Copy out the entire listing word for word.
START Given records
PR #2334, opened 2025-11-19
fix: resolve data race in MockFSMManager concurrent access (ENG-3924)

JeremyTheocharis:
## Summary

- Fixed data race in `MockFSMManager` where concurrent writes to `ReconcileDelay` and `ReconcileError` fields could race with reads in `Reconcile()`
- Added thread-safe setter methods (`SetReconcileDelay`, `SetReconcileError`) that acquire mutex before writing
- Updated `WithReconcileDelay` and `WithReconcileError` builder methods to also acquire mutex
- Updated all test usages to use the new thread-safe setters
- Added dedicated race condition tests to verify thread-safety

## Root Cause

The `MockFSMManager` struct had a mutex protecting reads in `Reconcile()`, but the `WithReconcileDelay` and `WithReconcileError` builder methods wrote directly to fields without acquiring the mutex. When tests modified these fields concurrently with `Reconcile()` calls, Go's race detector correctly identified the data race.

## Implementation (TDD Workflow)

1. **RED**: Added failing test that demonstrates the race condition (`mock_race_test.go`)
2. **GREEN**: Added thread-safe setter methods with mutex protection (`mock.go`)
3. **REFACTOR**: Updated `loop_test.go` to use the new setters instead of direct field access

## Test plan

- [x] Race detection tests pass with `-race` flag
- [x] ControlLoop fuzz tests pass (originally failing test suite)
- [x] Full unit test suite passes
- [x] golangci-lint passes with 0 issues

### DIFF
--- a/umh-core/pkg/fsm/mock_race_test.go
+++ b/umh-core/pkg/fsm/mock_race_test.go
@@ -18,136 +18,139 @@ import (
 	"context"
 	"errors"
 	"sync"
-	"testing"
 	"time"
+
+	. "github.com/onsi/ginkgo/v2"
 )
 
-// TestMockFSMManager_RaceCondition verifies that concurrent writes to
-// ReconcileDelay/ReconcileError and reads in Reconcile() are thread-safe.
-//
-// This test should PASS with the race detector enabled (-race flag) because:
-// - Reconcile() acquires mutex and reads ReconcileDelay and ReconcileError
-// - SetReconcileDelay/SetReconcileError and WithReconcileDelay/WithReconcileError
-//   all acquire the mutex before writing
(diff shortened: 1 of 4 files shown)


umh-core/pkg/fsm/mock_race_test.go
```diff
@@ -0,0 +1,156 @@
+// Copyright 2025 UMH Systems GmbH
```
led0nk, line 1: would've loved to have this in the test-directory itself, since it would match the structure of other fsm-tests even though it's the manager, but i'm also fine with that

led0nk (approved):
END Given records
Response:
PR #2334, opened 2025-11-19
fix: resolve data race in MockFSMManager concurrent access (ENG-3924)

JeremyTheocharis:
## Summary

- Fixed data race in `MockFSMManager` where concurrent writes to `ReconcileDelay` and `ReconcileError` fields could race with reads in `Reconcile()`
- Added thread-safe setter methods (`SetReconcileDelay`, `SetReconcileError`) that acquire mutex before writing
- Updated `WithReconcileDelay` and `WithReconcileError` builder methods to also acquire mutex
- Updated all test usages to use the new thread-safe setters
- Added dedicated race condition tests to verify thread-safety

## Root Cause

The `MockFSMManager` struct had a mutex protecting reads in `Reconcile()`, but the `WithReconcileDelay` and `WithReconcileError` builder methods wrote directly to fields without acquiring the mutex. When tests modified these fields concurrently with `Reconcile()` calls, Go's race detector correctly identified the data race.

## Implementation (TDD Workflow)

1. **RED**: Added failing test that demonstrates the race condition (`mock_race_test.go`)
2. **GREEN**: Added thread-safe setter methods with mutex protection (`mock.go`)
3. **REFACTOR**: Updated `loop_test.go` to use the new setters instead of direct field access

## Test plan

- [x] Race detection tests pass with `-race` flag
- [x] ControlLoop fuzz tests pass (originally failing test suite)
- [x] Full unit test suite passes
- [x] golangci-lint passes with 0 issues

### DIFF
--- a/umh-core/pkg/fsm/mock_race_test.go
+++ b/umh-core/pkg/fsm/mock_race_test.go
@@ -18,136 +18,139 @@ import (
 	"context"
 	"errors"
 	"sync"
-	"testing"
 	"time"
+
+	. "github.com/onsi/ginkgo/v2"
 )
 
-// TestMockFSMManager_RaceCondition verifies that concurrent writes to
-// ReconcileDelay/ReconcileError and reads in Reconcile() are thread-safe.
-//
-// This test should PASS with the race detector enabled (-race flag) because:
-// - Reconcile() acquires mutex and reads ReconcileDelay and ReconcileError
-// - SetReconcileDelay/SetReconcileError and WithReconcileDelay/WithReconcileError
-//   all acquire the mutex before writing
(diff shortened: 1 of 4 files shown)


umh-core/pkg/fsm/mock_race_test.go
```diff
@@ -0,0 +1,156 @@
+// Copyright 2025 UMH Systems GmbH
```
led0nk, line 1: would've loved to have this in the test-directory itself, since it would match the structure of other fsm-tests even though it's the manager, but i'm also fine with that

led0nk (approved):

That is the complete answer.